╭─ Data for this exercise

PR #154, opened 2020-03-06
Feature/2.2.4 archive input files

### LINKED ISSUE #123: 2.2.4 Archive Input File

BarisSari:
Aims to fix #123


BarisSari:
@IanMayo, this PR is ready to review. However, before your review, can you try to parse the `sample_data` folder on MS-Windows? There shouldn't be any problems because I removed timestamps from the filenames.

pepys_import/file/file_processor.py
```diff
@@ -28,6 +38,38 @@ def process(
         :param descend_tree: Whether to recursively descend through the folder tree
         :type descend_tree: bool
         """
+        dir_path = os.path.dirname(path)
+        # create output folder if not exists
+        if not self.output_path:
+            self.output_path = os.path.join(dir_path, "output")
+            if not os.path.exists(self.output_path):
+                os.makedirs(self.output_path)
+        # create input_files folder if not exists
```
IanMayo: @BarisSari - can you explain the role of the `input_files` folder?

BarisSari: @IanMayo I thought that it would be easier to identify moved files if they are in ìnput_files`folder (_$OUTPUT_PATH/input_files_) . Otherwise, it might be difficult to find them if there are many folders created by importers. What do you think, is that make sense?

IanMayo: Sure.  Yes, I get your point about a cluttered folder.  Hmm, we have a choice: see the original files, and demote results/error logs to a child folder, or do it the other way around.  I can discuss this with the users, but we need a strategy for now.   Let's go with your strategy.

BarisSari: Okay, then. Let's keep it for now.

IanMayo:
@BarisSari  - ok, it doesn't fail on MS-Windows.

IanMayo:
@BarisSari - approved. Ok if I merge?

BarisSari:
> @BarisSari - approved. Ok if I merge?

Yes, that's okay 👍

PR #39, opened 2014-12-22
fixes for OpenNI 1.x depth&rgb reg/sync

nazcaspider:
Simultaneous Rgb and Depth was broken with OpenNI 1.x. Only depth channel was readable. Rgb node had to be configured after depth. Also FrameSync is now enabled.


stevenlovegrove:
I've cherry-picked the two useful commits. Thanks Renato.

PR #56, opened 2015-11-01
FFMPEG: fixed removed libav definitions.

### LINKED ISSUE #27: ffmpeg issue?
Recently, I have my Ubuntu changed to 14.04 LTS.
The FFmpeg is not available in this version of linux. so 
$ sudo apt-get install ffmpeg
does not work. 

I can find following.
http://fcorti.com/2014/04/22/ffmpeg-ubuntu-14-04-lts/

Have you ever try to run Pangolin 14.04?

magniffico:
Some of the old definitions in the code are no longer usable with recent version of ffmpeg (removed by [this commit](http://git.videolan.org/?p=ffmpeg.git;a=commit;h=c10caea2144fefc5e3e80807f301b3bf7a9b2753) on 2015/09/05). This commit should fix it.
Fixes #27

### DIFF
--- a/include/pangolin/video/drivers/ffmpeg.h
+++ b/include/pangolin/video/drivers/ffmpeg.h
@@ -91,7 +91,7 @@ protected:
     AVPacket        packet;
     int             numBytesOut;
     uint8_t         *buffer;
-    PixelFormat     fmtout;
+    AVPixelFormat     fmtout;
 };
 
 enum FfmpegMethod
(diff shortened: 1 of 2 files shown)


stevenlovegrove:
Thanks for this patch, @magniffico . This compiles fine for me too. Do you have any idea if this might break for anyone on an Ubuntu distro from the last few years?

magniffico:
Looks like the AV_ prefix was introduced with [this ffmpeg commit](http://git.videolan.org/?p=ffmpeg.git;a=commit;h=78071a1420b425dfb787ac739048f523007b8139) on 2012/10/06. Ubuntu 12.04 LTS is using libav in-place of ffmpeg and the [same commit on libav](https://git.libav.org/?p=libav.git;a=commit;f=libavutil/pixfmt.h;h=78071a1420b425dfb787ac739048f523007b8139) was made on the same day. This did not make it to 0.8 release that Ubuntu 12.04 uses. There should be no problem with Ubuntu versions from 14.04. Not sure about the no longer supported ubuntu releases.

PR #57, opened 2015-11-02
Include <vector> in common header file.

crheckman:
Including `<vector>` in a source file versus a common header was causing a build failure with `src/image/image_io.cpp` since commit d431d5f0b30106f249b76a51d84018c0ef3648a5.

### DIFF
--- a/include/pangolin/image/image_common.h
+++ b/include/pangolin/image/image_common.h
@@ -34,6 +34,7 @@
 #include <exception>
 #include <string>
 #include <map>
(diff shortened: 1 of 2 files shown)


stevenlovegrove:
I prefer to keep includes in the relevant source file to minimise compilation time and avoid namespace pollution etc, but I've hopefully fixed your issue with commit 45912a4.

crheckman:
Sounds good! Thanks!

PR #73, opened 2016-01-26
Add shared memory buffer video driver

visigoth:
These changes add a video driver that sources its data from an external process via a shared memory buffer. The external process writes to the frame buffer and signals a condition variable when the buffer is full. The video driver waits on the condition variable to synchronize the "frame rate" of the external application.

### DIFF
--- a/examples/SharedMemoryVideoWriter/main.cpp
+++ b/examples/SharedMemoryVideoWriter/main.cpp
@@ -1,0 +1,62 @@
+#include <pangolin/pangolin.h>
+
+#include <pangolin/utils/condition_variable.h>
+#include <pangolin/utils/shared_memory_buffer.h>
+#include <pangolin/utils/timer.h>
+
+#include <cmath>
+#include <cstdint>
+
+// This sample acts as a soft camera. It writes a pattern of GRAY8 pixels to the
+// shared memory space. It can be seen in Pangolin's SimpleVideo sample using
+// the shmem://example?size=640x480 video URI.
+
+using namespace pangolin;
+
+uint8_t generate_value(basetime t, basetime start)
+{
+  int64_t us = TimeDiff_us(start, t);
+
+  // 10s sinusoid
+  double d = 10./(M_PI) * ((double)us/1000000);
+  d = std::sin(d);
+  d = d*128 + 128;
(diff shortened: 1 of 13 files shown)


examples/SharedMemoryVideoWriter/main.cpp
```diff
@@ -0,0 +1,62 @@
...
+#include <pangolin/utils/condition_variable.h>
+#include <pangolin/utils/shared_memory_buffer.h>
+#include <pangolin/utils/timer.h>
+
+#include <cmath>
+#include <cstdint>
+
+// This sample acts as a soft camera. It writes a pattern of GRAY8 pixels to the
+// shared memory space. It can be seen in Pangolin's SimpleVideo sample using
+// the shmem://example?size=640x480 video URI.
```
stevenlovegrove: Pangolin Video URI's are of the form scheme:[option1=value1,option2=value2,...]//device_name

include/pangolin/utils/condition_variable.h
```diff
@@ -0,0 +1,27 @@
+#pragma once
+
+#include <pangolin/utils/timer.h>
+
+#include <memory>
```
stevenlovegrove: Pangolin uses Boost if C++11 isn't available. We can't use unique_ptr, but shared_ptr is available via a compatibility header (https://github.com/stevenlovegrove/Pangolin/blob/master/include/pangolin/compat/memory.h)

src/utils/semaphore.cpp
```diff
@@ -0,0 +1,83 @@
+#include <pangolin/utils/semaphore.h>
+
+#include <fcntl.h>
+#include <semaphore.h>
+#include <sys/stat.h>
```
stevenlovegrove: Looks like this isn't going to build on Windows. Not sure about OSX. We will need to conditionally add this stuff depending on platform.

stevenlovegrove:
This looks good Shaheen. We just need to avoid C++11 and add some platform config. I don't mind doing that myself so that you can get on and start using this.

stevenlovegrove:
I just tested it on OSX and it works great!

visigoth:
created a new development branch for myself, so closing this one and opening a new PR

PR #78, opened 2016-01-29
Shared memory video driver

visigoth:
This PR creates a virtual camera driver that can be driven via POSIX shared memory. A producer creates a shared memory buffer and a condition variable to signal that it is full. A consumer can create the `SharedMemoryVideo` driver and poll via `VideoInterface`

### DIFF
--- a/examples/SharedMemoryVideoWriter/main.cpp
+++ b/examples/SharedMemoryVideoWriter/main.cpp
@@ -1,0 +1,64 @@
+#include <pangolin/pangolin.h>
+
+#include <pangolin/compat/memory.h>
+#include <pangolin/utils/posix/condition_variable.h>
+#include <pangolin/utils/posix/shared_memory_buffer.h>
+#include <pangolin/utils/timer.h>
+
+#include <cmath>
+
+// This sample acts as a soft camera. It writes a pattern of GRAY8 pixels to the
+// shared memory space. It can be seen in Pangolin's SimpleVideo sample using
+// the shmem:[size=640x480]//example video URI.
+
+using namespace pangolin;
+
+unsigned char generate_value(basetime t, basetime start)
+{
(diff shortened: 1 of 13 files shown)


src/video/drivers/shared_memory.cpp
```diff
@@ -0,0 +1,64 @@
...
+SharedMemoryVideo::~SharedMemoryVideo()
+{
+}
+
+void SharedMemoryVideo::Start()
+{
+}
+
+void SharedMemoryVideo::Stop()
+{
```
visigoth: would it be important to stop servicing `GrabNext` if `Stop` is called?

examples/SharedMemoryVideoWriter/main.cpp
```diff
@@ -0,0 +1,62 @@
...
+  d = std::sin(d);
+  d = d*128 + 128;
+  return static_cast<uint8_t>(d);
+}
+
+int main(int argc, char *argv[])
+{
+  std::string shmem_name = "/example";
+
+  auto shmem_buffer = create_named_shared_memory_buffer(shmem_name, 640 * 480);
```
stevenlovegrove: auto is C++11

src/utils/posix/condition_variable.cpp
```diff
@@ -0,0 +1,88 @@
...
+  pthread_cond_init(&pthread_data->cond, &cattr);
+
+  ptr.reset(static_cast<ConditionVariableInterface *>(
+      new PThreadConditionVariable(move(shmem))));
+  return ptr;
+}
+
+boostd::shared_ptr<ConditionVariableInterface>
+open_named_condition_variable(const string &name) {
+  auto shmem = open_named_shared_memory_buffer(name, true);
```
stevenlovegrove: auto

Issue #80, opened 2016-02-05
runtime error when using orb slam v2


jhz-linhe:
I am trying orb slam v2, encountering below error when launching.
Parallels ubuntu 14.04 virtual machine on Mac, 8G Memory, 4 Cores. 

terminate called after throwing an instance of 'std::runtime_error'
  what():  Pangolin X11: Unable to retrieve framebuffer options
Aborted (core dumped)

Thank you all in advance for any help!

stevenlovegrove:
This would appear to be a duplicate of issue #74

Issue #74, opened 2016-01-27
Pangolin X11: Unable to retrieve framebuffer options


sunstarchan:
Hello, 

when I follow these steps to run ORB_SLAM2(https://github.com/raulmur/ORB_SLAM2), I get following error. 

terminate called after throwing an instance of 'std::runtime_error'
  what():  Pangolin X11: Unable to retrieve framebuffer options
Aborted (core dumped)

I'm running it with Ubuntu running in Parallels on Mac. 
What's the main reason for this issue?

Thanks

sunstarchan:
@stevenlovegrove one more comment, I tried to build the project with the default C++ compiler on Mac, it  built successfully, and all examples could run too. but when I tried to build with gcc/g++, the Object C code for Mac has build errors, such as 

                 from /Users/Ming/Documents/Projects/package_dir/Pangolin/src/display/device/display_osx.mm:33:
/usr/include/objc/NSObject.h:22:4: error: 'instancetype' does not name a type
 - (instancetype)self;
    ^
/usr/include/objc/NSObject.h:36:4: error: 'instancetype' does not name a type
 - (instancetype)retain OBJC_ARC_UNAVAILABLE;
    ^
/usr/include/objc/NSObject.h:38:4: error: 'instancetype' does not name a type
 - (instancetype)autorelease OBJC_ARC_UNAVAILABLE;
    ^
/usr/include/objc/NSObject.h:60:4: error: 'instancetype' does not name a type
 - (instancetype)init
    ^
/usr/include/objc/NSObject.h:66:4: error: 'instancetype' does not name a type
 + (instancetype)new OBJC_SWIFT_UNAVAILABLE("use object initializers instead");
    ^
/usr/include/objc/NSObject.h:67:4: error: 'instancetype' does not name a type
 + (instancetype)allocWithZone:(struct _NSZone *)zone OBJC_SWIFT_UNAVAILABLE("use object initializers instead");
    ^
/usr/include/objc/NSObject.h:68:4: error: 'instancetype' does not name a type
 + (instancetype)alloc OBJC_SWIFT_UNAVAILABLE("use object initializers instead");
    ^
In file included from /System/Library/Frameworks/Foundation.framework/Headers/NSArray.h:5:0,
                 from /System/Library/Frameworks/Foundation.framework/Headers/Foundation.h:10,
                 from /System/Library/Frameworks/Cocoa.framework/Headers/Cocoa.h:12,
[...]

PR #81, opened 2016-02-05
Do not set GLX_SAMPLES when asking for framebuffer options

paulinus:
Using on virtual machines people are getting the following error:

```
terminate called after throwing an instance of 'std::runtime_error'
what(): Pangolin X11: Unable to retrieve framebuffer options
```

see (https://github.com/stevenlovegrove/Pangolin/issues/74, https://github.com/stevenlovegrove/Pangolin/issues/80, https://github.com/raulmur/ORB_SLAM2/issues/4 and https://github.com/raulmur/ORB_SLAM2/issues/15)

This PR solves the problem by not setting the GLX_SAMPLES option when asking for framebuffer options as done in this tutorial as it is done in this [tutorial](https://www.opengl.org/wiki/Tutorial:_OpenGL_3.0_Context_Creation_(GLX)).  As far as i understand, the GLX_SAMPLE_BUFFERS and GLX_SAMPLES are set later on the same function anyway

### DIFF
--- a/src/display/device/display_x11.cpp
+++ b/src/display/device/display_x11.cpp
@@ -120,8 +120,8 @@ int CreateX11Window(
         GLX_DEPTH_SIZE      , 24,
         GLX_STENCIL_SIZE    , 8,
         GLX_DOUBLEBUFFER    , glx_doublebuffer ? True : False,
-        GLX_SAMPLE_BUFFERS  , glx_sample_buffers,
-        GLX_SAMPLES         , glx_sample_buffers > 0 ? glx_samples : 0,
+        // GLX_SAMPLE_BUFFERS  , glx_sample_buffers,
+        // GLX_SAMPLES         , glx_sample_buffers > 0 ? glx_samples : 0,
         None
     };
 


mp3guy:
Does using it like this not have the same effect? 

https://github.com/mp3guy/ElasticFusion/blob/master/GUI/src/Tools/GUI.h#L44

stevenlovegrove:
The issue with commenting those lines is that they specify the minimum requirements for enumeration. This means that you will end up with the worst framebuffer available. We could instead return the best, but this results in performance issues. You're running into this problem because your display does not support the minimum framebuffer requirements specified by the application (as per Tom's comment). I've been thinking about a fix, and the best option is probably for Pangolin to enumerate all options (as per your PR), but then to select the best option less than or equal to the requested samples. This will then be more forgiving for software renderers etc.

stevenlovegrove:
I've just pushed 45b38c15fae075aec0e3e865780b5235b4055848 which will hopefully address this issue whilst keeping the current behaviour on systems with decent graphics support. Please comment further if that still does not work for anyone.

paulinus:
That works great. Thanks @stevenlovegrove and sorry for the dirty PR ;-)

One detail is that i needed to add librt to the link libraries to build the devel branch (https://github.com/stevenlovegrove/Pangolin/compare/devel...paulinus:add-librt?expand=1)

stevenlovegrove:
Thanks for the heads up. I've applied your patch in the conditional that uses librt: e4a79aa2a0c43a89da5bb27b2f40b19b5415d73c. Hope that solves it.

paulinus:
perfect, thanks!

sakurazhu:
i have use the method you suggested as "e4a79aa"  but  it did not work on my computer .
i use ubuntu 14.04  on VMware® Workstation10.0.4 .  i do not know how to fix it . Could you give me any help ?  @stevenlovegrove

stevenlovegrove:
@sakurazhu To clarify, you see this behaviour in the devel branch? I don't have any concrete suggestions, but you should try playing with the visual_attribs variable here https://github.com/stevenlovegrove/Pangolin/blob/devel/src/display/device/display_x11.cpp#L97 to see if you can find a mode supported by your renderer. I'm not overly familiar with X11, so you may have to do some googling. You could also see if VMware has any options for enabling OpenGL acceleration or something.

sakurazhu:
Tthank you for your suggestion. I have solved the problem  by changing my dataset's path and the path of asssociation. 

2016-05-28 

myworldpig 



发件人：Steven Lovegrove <notifications@github.com>
发送时间：2016-05-28 00:22
主题：Re: [stevenlovegrove/Pangolin] Do not set GLX_SAMPLES when asking for framebuffer options (#81)
收件人："stevenlovegrove/Pangolin"<Pangolin@noreply.github.com>
抄送："zhuying"<myworldpig@163.com>,"Mention"<mention@noreply.github.com>

@sakurazhu To clarify, you see this behaviour in the devel branch? I don't have any concrete suggestions, but you should try playing with the visual_attribs variable here https://github.com/stevenlovegrove/Pangolin/blob/devel/src/display/device/display_x11.cpp#L97 to see if you can find a mode supported by your renderer. I'm not overly familiar with X11, so you may have to do some googling. You could also see if VMware has any options for enabling OpenGL acceleration or something.

AlexandrGraschenkov:
I use Parallels Desktop on Mac with installed Ubuntu 14.04. Problem solved after disable 3d acceleration on virtual machine settings. After this works laggy but works.

Kaju-Bubanja:
Can you describe how to turn off 3d acceleration? And is this only relevant when running in a virtual machine or could I try to turn of hardware acceleration like [here](https://unix.stackexchange.com/questions/408582/how-to-disable-hardware-acceleration-in-linux)?

PR #85, opened 2016-02-20
seems to fix #expect directive problem

mp3guy:


stevenlovegrove:
Applied in this commit, aafe689a92192f44ca0eb73aa94eadf70850af8b. Thanks.

PR #88, opened 2016-03-04
Explicitly link against libpthread

visigoth:
The POSIX dependencies introduced for shared memory buffers and condition variables placed an implicit dependency on libpthread, which would usually be resolved by other library imports. This makes the dependency explicit.


stevenlovegrove:
The patch contained an erroneous -l and I'd rather keep the dependency at the point of the code that requires it, so hopefully fixed in bcfa21e.

PR #93, opened 2016-03-27
Add pleora get_temperature flag.

renzodenardi:
Adding flag to enable/disable sensor temperature polling since it is a blocking call that can take several ms.


renzodenardi:
Bundled up with pleora threaded.

PR #106, opened 2016-04-26
New thread filter

renzodenardi:
Filter that allows running any of the child as a separate thread.

### DIFF
--- a/include/pangolin/video/drivers/thread.h
+++ b/include/pangolin/video/drivers/thread.h
@@ -1,0 +1,99 @@
+/* This file is part of the Pangolin Project.
+ * http://github.com/stevenlovegrove/Pangolin
+ *
+ * Copyright (c) 2014 Steven Lovegrove
+ *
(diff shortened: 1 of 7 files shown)


include/pangolin/video/drivers/thread.h
```diff
@@ -0,0 +1,234 @@
...
+                BufPType bp = validBuffers.front();
+                validBuffers.pop_front();
+                return bp;
+            }
+        }
+    }
+
+    void addValidBuffer(BufPType bp) {
+        // Add buffer to valid buffers queue.
+        std::lock_guard<std::mutex> vlock(vMtx);
```
stevenlovegrove: std::lock_guard is C++11. Is this in boost too? Can you use the boostd style workaround?

renzodenardi: lock_guard and unique_lock are also part of boost so I simply added a compat/locks.h header to take care of the c++11 or boost inclusion following other examples in boostd.

PR #110, opened 2016-05-07
Command line support for repeated options.

renzodenardi:
Pleora added support for generic command line commands through syntax Command=Execute
Params.h allows repeated commands but Get will always return the last value for the key (command line options are read in left to right order).

### DIFF
--- a/src/video/drivers/pleora.cpp
+++ b/src/video/drivers/pleora.cpp
@@ -26,7 +26,7 @@
  */
 
 #include <pangolin/video/drivers/pleora.h>
-#include <unistd.h>
+#include <pangolin/compat/thread.h>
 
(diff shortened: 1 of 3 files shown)


src/video/drivers/pleora.cpp
```diff
@@ -26,6 +26,7 @@
  */
 
 #include <pangolin/video/drivers/pleora.h>
+#include <unistd.h>
```
stevenlovegrove: unistd.h isn't available on Windows. What is this inclusing for?

renzodenardi: is for usleep, let me use the cross platform pangolin timer...
good catch.

renzodenardi:
Review comment addressed.

Issue #958, opened 2025-08-25
[BUG] - query that projects various columns intermittently throws Cannot invoke "org.apache.hive.service.rpc.thrift.TGetFunctionsReq.isSetOperationId()" because "req$9" is null


dqmdev:
OSS JDBC driver 109

Simple select-project queries  may execute or fail with

Error: HTTP request failed by code: 500, status line: HTTP/1.1 500 Internal Server Error. Thrift Header : Cannot invoke "org.apache.hive.service.rpc.thrift.TGetFunctionsReq.isSetOperationId()" because "req$9" is null
SQLState:  08000
ErrorCode: 0

i.e. select * from tarrbint where tarrbint

create table  if not exists TARRBINT (RNUM int , CARRBINT ARRAY< BIGINT >)
using  parquet
location 's3://..../tarrbint/tarrbint.parquet'

select * from cognos.gosalesdw1021.go_org_dim can fail with the same error as above.

create external table if not exists gosalesdw1021.GO_ORG_DIM ( ORGANIZATION_KEY int , ORGANIZATION_CODE1 string , ORGANIZATION_CODE2 string , ORGANIZATION_CODE3 string , ORGANIZATION_CODE4 string , ORGANIZATION_CODE string , ORGANIZATION_PARENT string , ORGANIZATION_LEVEL smallint )
using parquet  
location 's3://......' 

This issue is occurring a lot and makes the driver unusable.

dqmdev:
[databricks_jdbc.log.0.zip](https://github.com/user-attachments/files/21972077/databricks_jdbc.log.0.zip)

samikshya-db:
The initial issue you reported has now been resolved by fixing the null case in getFunctions. However, this surfaced a deeper underlying concern related to state leakage in TCLIService.Client. We’ve identified that sequential calls using the same client instance can lead to state being unintentionally carried over if a previous call encountered a server error.

To address this, we have already raised a pull request that ensures a new TCLIService.Client is created for every call, thereby preventing such state leakage. This fix is being reviewed and will be included in the release after the next.


Closing the issue as you will no longer face this issue in the next release that is scheduled this week. Feel free to open in case you have concerns.

PR #999, opened 2025-09-15
Fix race condition in thrift client 

samikshya-db:
## Description
- This issue was uncovered as part of bug raised in #958. Although the issue was resolved as part of PR #979 - the cause is deeper than that - TCLIService.client causes state leakage in case previous server call  
- This PR fixes the issue.
- Internal doc on root-cause and analysis: https://docs.google.com/document/d/12kciNIqy-kL1e0HOQs9JOjJlb2zWeNFl02e9kO772PE/edit?tab=t.0

## Testing
- Reset code before [this commit](https://github.com/databricks/databricks-jdbc/commit/fcfa625756c00d8f8740faa999b448dec1ab7a85) where we fixed getFunctions, and the following code no longer throws error 

```
for (int i = 0; i < 10; i++) {
      try {
        DatabaseMetaData metaData = con.getMetaData();
        metaData.getFunctions("main", "testschema", null).close(); // Metadata call

        Statement stmt = con.createStatement();
        stmt.execute("select * from samikshyachand.default.hello_table"); // SQL query
        stmt.close();

        Thread.sleep(100); // Add a small delay
      } catch (Exception e) {
        e.printStackTrace();
      }
    }
```

### DIFF
--- a/src/main/java/com/databricks/jdbc/dbclient/impl/thrift/DatabricksHttpTTransport.java
+++ b/src/main/java/com/databricks/jdbc/dbclient/impl/thrift/DatabricksHttpTTransport.java
@@ -87,7 +87,9 @@ public class DatabricksHttpTTransport extends TTransport {
 
   @Override
   public void write(byte[] buf, int off, int len) {
-    requestBuffer.write(buf, off, len);
+    synchronized (requestBuffer) {
+      requestBuffer.write(buf, off, len);
+    }
   }
 
   @Override
@@ -115,9 +117,13 @@ public class DatabricksHttpTTransport extends TTransport {
       LOGGER.debug("Thrift tracing header: " + traceHeader);
       request.addHeader(TracingUtil.TRACE_HEADER, traceHeader);
     }
-
+    byte[] requestPayload;
+    synchronized (requestBuffer) {
+      requestPayload = requestBuffer.toByteArray();
+      requestBuffer.reset();
+    }
     // Set the request entity
-    request.setEntity(new ByteArrayEntity(requestBuffer.toByteArray()));
+    request.setEntity(new ByteArrayEntity(requestPayload));
 
     // Execute the request and handle the response
     long httpRequestStartTime = System.currentTimeMillis();
@@ -145,9 +151,6 @@ public class DatabricksHttpTTransport extends TTransport {
       LOGGER.error(e, errorMessage);
       throw new TTransportException(TTransportException.UNKNOWN, errorMessage, e);
     }
-
-    // Reset the request buffer
-    requestBuffer.reset();
   }
 
   @Override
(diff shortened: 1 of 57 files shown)


src/main/java/com/databricks/jdbc/dbclient/impl/thrift/DatabricksThriftAccessor.java
```diff
@@ -51,13 +47,15 @@ final class DatabricksThriftAccessor {
...
-  private final ThreadLocal<TCLIService.Client> thriftClient;
   private final DatabricksConfig databricksConfig;
   private final boolean enableDirectResults;
   private final int asyncPollIntervalMillis;
   private final int maxRowsPerBlock;
   private final String connectionUuid;
+  private final String endpointUrl;
+  private final IDatabricksConnectionContext connectionContext;
   private TProtocolVersion serverProtocolVersion = JDBC_THRIFT_VERSION;
+  private ThreadLocal<TCLIService.Client> FAKE_SHARED_CLIENT;
```
gopalldb, line 58: nit: don't use caps for non final variables

src/main/java/com/databricks/jdbc/dbclient/impl/thrift/DatabricksHttpTTransport.java
```diff
@@ -115,9 +117,13 @@ public void flush() throws TTransportException {
       LOGGER.debug("Thrift tracing header: " + traceHeader);
       request.addHeader(TracingUtil.TRACE_HEADER, traceHeader);
     }
-
+    byte[] requestPayload;
+    synchronized (requestBuffer) {
```
jayantsing-db, line 121: If i am understanding correctly, a JDBC connection will now have a single thrift client. So, when a JDBC connection is used in different threads concurrently, it will use the same thrift client. Now, if we don't put a sync mechanism, different threads using the same thrift client will fail because:
- thread A can increment the seq number of thrift client from x to x + 1
- thread B can receive the response for the seq number x

This section of the code with all good intent and purposes tries to put a sync mechanism in place. But I am afraid, this might not be sufficient.

So the thrift calls happen in this order sequentially for a thread:
``` 
TCLIService.Client.ExecuteStatement -> seqid ++ -> transport.write -> transport.flush -> <wait for the http response> -> transport.read (when reading it checks the seqid with that present in message)
```

The current sync mechanism only protects transport.write and transport.read. And things could fail in exciting ways because the whole chain is not isolated/protected.

Happy to chat if this does not make sense at all.

jayantsing-db: Ideally, JDBC is a sync protocol and client app is not advised to use the same connection in different threads but there is no strict enforcement. Also i wrote a basic test on top of these changes that uses a JDBC connection across many threads and executes statements. I didn't encounter any errors (but i believe like other threading issues that's by chance that threads didn't step over each other)

jayantsing-db:
I see that Samikshya has included a reproducer and these changes fix the reproducer while the earlier thread-local changes were failing. Do we have a understanding of why thread-local changes were working and these are passing (in case there is any misunderstanding)? I can try to run the reproducer with earlier changes and these changes to understand more.

PR #1001, opened 2025-09-16
Default value of RowsFetchedPerBlock changed to 100K

jayantsing-db:
## Description
RowsFetchedPerBlock denotes the max rows that JDBC buffers in memory when running in Arrow disabled inline mode. 100K default captures typical use cases with an efficient balance between execution time and memory usage.


jayantsing-db:
Why are fake service integration tests are failing for this?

╰─

• **Your objective**: From the records above, copy each line in which the string "just" occurs.

• **Answer below**:
This looks good Shaheen. We just need to avoid C++11 and add some platform config. I don't mind doing that myself so that you can get on and start using this.
I just tested it on OSX and it works great!
I've just pushed 45b38c15fae075aec0e3e865780b5235b4055848 which will hopefully address this issue whilst keeping the current behaviour on systems with decent graphics support. Please comment further if that still does not work for anyone.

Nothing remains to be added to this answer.